# Floyds full defense. He'll be exonerated.



## OnTheRivet (Sep 3, 2004)

After reading this it seems like he has a fighting chance of being not guilty. That lab is a joke. 

http://www.nyvelocity.com/Floyd_Landis_SS_final.pdf


----------



## blbike (May 12, 2006)

Agreed, I went through the powerpoint presentation. It definitely looks like the tests shouldn't even have proceeded, and a great amount of inconsistency of testing. It all looks like a joke. A lot of CYA. Kind of sounds like the same thing as with Operacion Puerto, jumping the gun and riders have wasted seasons because of overzealousness.


----------



## MikeBiker (Mar 9, 2003)

It would be interesting to know what the labs response to the alleged test problems was.


----------



## terzo rene (Mar 23, 2002)

I would hope hearing only his attorney's version of the truth would be at least a little persuasive, otherwise Flawed is paying him for nothing.


----------



## wipeout (Jun 6, 2005)

OnTheRivet said:


> After reading this it seems like he has a fighting chance of being not guilty. That lab is a joke.
> 
> http://www.nyvelocity.com/Floyd_Landis_SS_final.pdf


Totally Agree.


----------



## iliveonnitro (Feb 19, 2006)

terzo rene said:


> I would hope hearing only his attorney's version of the truth would be at least a little persuasive, otherwise Flawed is paying him for nothing.


It's a simple slideshow for the general public in mostly laymen terms. These are facts of the case; and based on facts alone, how can you not believe it?

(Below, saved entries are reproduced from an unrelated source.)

PR #5932, opened 2023-10-25
Remove unnecessary in C++11 c_str() calls

bob80905:
While theoratically required in pre-C++11 to avoid re-allocation upon call, C++11 guarantees that c_str() returns a pointer to the internal array so pre-calling c_str() is no longer required.

llvm-svn: 242983

### DIFF
--- a/lib/Support/Unix/Signals.inc
+++ b/lib/Support/Unix/Signals.inc
@@ -144,9 +144,6 @@ static void RemoveFilesToRemove() {
   // memory.
   std::vector<std::string>& FilesToRemoveRef = *FilesToRemove;
   for (unsigned i = 0, e = FilesToRemoveRef.size(); i != e; ++i) {
-    // We rely on a std::string implementation for which repeated calls to
-    // 'c_str()' don't allocate memory. We pre-call 'c_str()' on all of these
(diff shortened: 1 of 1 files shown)


pow2clk (approved):
Looks clean!

llvm-beanz (approved):

lib/Support/Unix/Signals.inc
```diff
@@ -235,21 +232,7 @@ bool llvm::sys::RemoveFileOnSignal(StringRef Filename,
                                    std::string* ErrMsg) {
   {
     sys::SmartScopedLock<true> Guard(*SignalsMutex);
-    std::vector<std::string>& FilesToRemoveRef = *FilesToRemove;
-    std::string *OldPtr =
-        FilesToRemoveRef.empty() ? nullptr : &FilesToRemoveRef[0];
-    FilesToRemoveRef.push_back(Filename);
-
-    // We want to call 'c_str()' on every std::string in this vector so that if
-    // the underlying implementation requires a re-allocation, it happens here
```
python3kgae, line 244: Should we remove the c_str in sys::DontRemoveFileOnSignal too?

damyanp (approved):

PR #5933, opened 2023-10-25
Remove unnecessary in C++11 c_str() calls (#5932)

bob80905:
While theoratically required in pre-C++11 to avoid re-allocation upon call, C++11 guarantees that c_str() returns a pointer to the internal array so pre-calling c_str() is no longer required.

llvm-svn: 242983

---------


python3kgae (approved):

pow2clk (approved):

adam-yang (approved):

lib/Support/Unix/Signals.inc
```diff
@@ -264,13 +247,6 @@ void llvm::sys::DontRemoveFileOnSignal(StringRef Filename) {
   std::vector<std::string>::iterator I = FilesToRemove->end();
   if (RI != FilesToRemove->rend())
     I = FilesToRemove->erase(RI.base()-1);
```
tex3d, line 249: The reason for iterator `I` is to enable the loop below - without the loop, you don't need `I` at all.

PR #5939, opened 2023-10-27
Add execution mode for derivatives in compute shaders

s-perron:
This commit adds the execution mode to compute shaders when derivatives
are used. I only added a single test because the derivatives are all
handled in one place. The choice of execution mode was tested using the
implicit LOD instructions.

### DIFF
--- a/tools/clang/lib/SPIRV/SpirvEmitter.cpp
+++ b/tools/clang/lib/SPIRV/SpirvEmitter.cpp
@@ -11163,7 +11163,12 @@ SpirvInstruction *SpirvEmitter::processIntrinsicUsingSpirvInst(
     const CallExpr *callExpr, spv::Op opcode, bool actPerRowForMatrices) {
   // The derivative opcodes are only allowed in pixel shader, or in compute
   // shaderers when the SPV_NV_compute_shader_derivatives is enabled.
-  if (!spvContext.isPS())
+  if (!spvContext.isPS()) {
+    // For cases where the instructions are known to be invalid, we turn on
+    // legalization expecting the invalid use to be optimized away. For compute
+    // shaders, we add the execution mode to enable the derivatives. We legalize
+    // in this case as well because that is what we did before the extension was
+    // used, and we do not want to change previous behaviour too much.
     switch (opcode) {
     case spv::Op::OpDPdx:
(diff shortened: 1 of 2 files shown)


cassiebeckley (approved):

tools/clang/lib/SPIRV/SpirvEmitter.cpp
```diff
@@ -11173,11 +11173,12 @@ SpirvInstruction *SpirvEmitter::processIntrinsicUsingSpirvInst(
     case spv::Op::OpFwidth:
     case spv::Op::OpFwidthFine:
     case spv::Op::OpFwidthCoarse:
+      if (spvContext.isCS())
```
sudonatalie, line 11176: I'm a bit confused. The existing comment above this block looks contradictory:

```
  // Certain opcodes are only allowed in pixel shader
  if (!spvContext.isPS())
```

and for a few of the opcodes I checked, the spec does say "This instruction is only valid in the Fragment Execution Model." ([ref](https://registry.khronos.org/SPIR-V/specs/unified1/SPIRV.html#_derivative_instructions)) which would make the comment correct and our generated SPIR-V invalid. Correcting it would also void this new addition though. Do you have any more context for how these functions should be used?

s-perron: I forgot to update the comment. The extension allows these opcodes to be used in compute shaders as well. I'll update the comment.

s-perron: I updated the comment to say:

>   // The derivative opcodes are only allowed in pixel shader, or in compute
  // shaderers when the SPV_NV_compute_shader_derivatives is enabled.

Let me know if that makes sense.

sudonatalie: The comment looks correct, but the condition is `if (!spvContext.isPS())` (emphasis on the **!**). Is that an existing bug?

sudonatalie: Got it, thanks for the comment updates, LGTM!

sudonatalie (approved):

PR #5942, opened 2023-10-27
[Linux] Enable PDBUtil test for Linux build

python3kgae:
Added CComBSTR::Length for WinAdapter.

Use VERIFY_ARE_EQUAL_WSTR to verify CComBSTR.

Use UTF8 for Linux test.

This is for #5877

### DIFF
--- a/lib/DxcSupport/WinAdapter.cpp
+++ b/lib/DxcSupport/WinAdapter.cpp
@@ -51,7 +51,15 @@ BSTR SysAllocStringLen(const OLECHAR *strIn, UINT ui) {
 
   return strOut;
 }
+//===--------------------------- BSTR Length ------------------------------===//
+unsigned int SysStringLen(const BSTR bstrString) {
+  if (!bstrString)
+    return 0;
 
+  uint32_t *blobIn = (uint32_t *)((uintptr_t)bstrString - sizeof(uint32_t));
+
+  return blobIn[0] / sizeof(OLECHAR);
+}
 //===---------------------- Char converstion ------------------------------===//
 
 const char *CPToLocale(uint32_t CodePage) {
--- a/tools/clang/unittests/HLSL/CompilerTest.cpp
+++ b/tools/clang/unittests/HLSL/CompilerTest.cpp
@@ -1334,7 +1334,7 @@ static void VerifyPdbUtil(
   {
     CComBSTR str;
     VERIFY_SUCCEEDED(pPdbUtils->GetTargetProfile(&str));
-    VERIFY_ARE_EQUAL_WSTR(str.m_str, L"ps_6_0");
+    VERIFY_ARE_EQUAL_WSTR(L"ps_6_0", str.m_str);
   }
 
   // Entry point
--- a/tools/clang/unittests/HLSL/CompilerTest.cpp
+++ b/tools/clang/unittests/HLSL/CompilerTest.cpp
@@ -1334,7 +1334,7 @@ static void VerifyPdbUtil(
   {
     CComBSTR str;
     VERIFY_SUCCEEDED(pPdbUtils->GetTargetProfile(&str));
-    VERIFY_ARE_EQUAL(0, wcscmp(str.m_str, L"ps_6_0"));
+    VERIFY_ARE_EQUAL_WSTR(str.m_str, L"ps_6_0");
   }
 
   // Entry point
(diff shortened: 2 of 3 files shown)


tools/clang/unittests/HLSL/CompilerTest.cpp
```diff
@@ -1335,17 +1334,17 @@ static void VerifyPdbUtil(
   {
     CComBSTR str;
     VERIFY_SUCCEEDED(pPdbUtils->GetTargetProfile(&str));
-    VERIFY_ARE_EQUAL(str, L"ps_6_0");
+    VERIFY_ARE_EQUAL(0, wcscmp(str.m_str, L"ps_6_0"));
```
tex3d, line 1337: We defined a `VERIFY_ARE_EQUAL_STR` for string comparison case in `HlslTestUtils.h`.  `Ref` should be on left, `Src` on right (reversed from order here). That way, `Src` string will be logged when comparison fails.

python3kgae: Updated.

lib/DxcSupport/WinAdapter.cpp
```diff
@@ -51,7 +51,15 @@ BSTR SysAllocStringLen(const OLECHAR *strIn, UINT ui) {
...
   return strOut;
 }
+//===--------------------------- BSTR Length ------------------------------===//
+unsigned int SysStringLen(const BSTR bstrString) {
+  if (!bstrString)
+    return 0;
 
+  uint32_t *blobIn = (uint32_t *)((uintptr_t)bstrString - sizeof(uint32_t));
+
+  return blobIn[0] / sizeof(OLECHAR);
```
pow2clk, line 61: While I don't imagine BSTR is going to be anything but a pointer to OLECHARs any time soon, a slightly less implementation-dependent approach would be to use `sizeof(bstrString[0])`

tools/clang/unittests/HLSL/CompilerTest.cpp
```diff
@@ -1362,9 +1361,9 @@ static void VerifyPdbUtil(
 
   // Main file name
   {
-    CComBSTR pMainFileName;
-    VERIFY_SUCCEEDED(pPdbUtils->GetMainFileName(&pMainFileName));
-    VERIFY_ARE_EQUAL(pMainFileName, pMainFileName);
```
pow2clk, line 1367: Hah! This test was invalid before! A perk of porting to platforms with more demanding warning checks

tools/clang/unittests/HLSL/CompilerTest.cpp
```diff
@@ -2061,11 +2063,20 @@ TEST_F(CompilerTest, CompileSameFilenameAndEntryThenTestPdbUtilsArgs) {
...
       return 0;
     }
   )x";
+#else
+  std::string shader = R"x(
+    [RootSignature("")] float PSMain() : SV_Target  {
+      return 0;
+    }
+  )x";
+#endif
```
pow2clk, line 2079: I think a simpler solution would be to just use UTF8 for both platforms. The wide char isn't really the point of this test.

pow2clk (commented):
Just a couple suggestions and a remark that I'll resolve myself

lib/DxcSupport/WinAdapter.cpp
python3kgae: We added the length to (uintptr_t)bstrString - sizeof(uint32_t) in https://github.com/microsoft/DirectXShaderCompiler/pull/5942/files#diff-387db224f410dd80e8ea3a8ebec09badd12bcecc88132f28e816f9210e209a86R42

tools/clang/unittests/HLSL/CompilerTest.cpp
python3kgae: Updated.

tools/clang/unittests/HLSL/CompilerTest.cpp
```diff
@@ -1335,17 +1334,17 @@ static void VerifyPdbUtil(
   {
     CComBSTR str;
     VERIFY_SUCCEEDED(pPdbUtils->GetTargetProfile(&str));
-    VERIFY_ARE_EQUAL(str, L"ps_6_0");
+    VERIFY_ARE_EQUAL_WSTR(str.m_str, L"ps_6_0");
```
tex3d, line 1337: Swapping order will result in a message that prints the `str.m_str` when this fails instead of re-printing the reference string.

python3kgae: Missed one :(

```suggestion
    VERIFY_ARE_EQUAL_WSTR(L"ps_6_0", str.m_str);
```

tex3d (approved):
LGTM!

pow2clk (approved):
Looks good!

PR #6910, opened 2024-09-11
Fix ASAN UAF in DxilConditionalMem2Reg

amaiorano:
ScalarizePreciseVectorAlloca would iterate over all instructions, then for each instruction use, would iterate and potentially erase the instruction. If the erased instruction was the immediate next instruction after the alloca, this would invalidate the outer instruction iterator. Fixed by collecting the allocas in a vector first.

### DIFF
--- a/lib/Transforms/Scalar/DxilConditionalMem2Reg.cpp
+++ b/lib/Transforms/Scalar/DxilConditionalMem2Reg.cpp
@@ -270,7 +270,7 @@ public:
   static bool ScalarizePreciseVectorAlloca(Function &F) {
     BasicBlock *Entry = &*F.begin();
 
-    bool Changed = false;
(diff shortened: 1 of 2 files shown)


amaiorano:
As noted in the test file:
```
// Unfortunately, we cannot create an IR test for this because dxil-cond-mem2reg
// executes between scalarrepl-param-hlsl and hlsl-dxil-precise, and the former
// temporarily marks empty functions as 'precise' while the latter pass uses this
// information, and then deletes these functions. But splitting the passes in between
// these two fails validation because empty functions cannot have attributes on them.
// So we use a full HLSL test for this.
```

python3kgae (approved):

llvm-beanz (approved):

PR #6912, opened 2024-09-12
Fix CMake gen failing when HLSL_BUILD_DXILCONV=0

amaiorano:
Target dxildll depends on DxcRuntimeEtw, so make sure to add this target, even when HLSL_BUILD_DXILCONV is false.


amaiorano:
I think this is the preferable fix over https://github.com/microsoft/DirectXShaderCompiler/pull/6911. I'm happy to land this if you are.

python3kgae (approved):

llvm-beanz (approved):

Good for him. I will never let down hope.


----------



## SilasCL (Jun 14, 2004)

terzo rene said:


> I would hope hearing only his attorney's version of the truth would be at least a little persuasive, otherwise Flawed is paying him for nothing.


Yeah, in a court case, when the defense says the prosecution's case is full of holes, the prosecution responds with force. We've only heard the defense, and you guys think the case is over? LOL!!

BTW, I haven't read any of it yet, maybe this weekend,

Silas


----------



## Fignon's Barber (Mar 2, 2004)

OnTheRivet said:


> After reading this it seems like he has a fighting chance of being not guilty. That lab is a joke.
> 
> http://www.nyvelocity.com/Floyd_Landis_SS_final.pdf


.

As someone who likes cycling and likes to see people succeed, I sure hope so. I would really love to see the lab's response, point for point, in simple language.


----------



## astroclimb (Aug 7, 2003)

*I'd be fired....*

...or better never given a degree if my work and documentation were as sloppy as that alledged in the presentation by A. Baker. First, a disclaimer, which is I assume here that the information provided by A. Baker is correct (i.e. he hasn't falsified the materials, presented information in english that is incorrectly translated from French, etc.). Given that, my observations are as follows.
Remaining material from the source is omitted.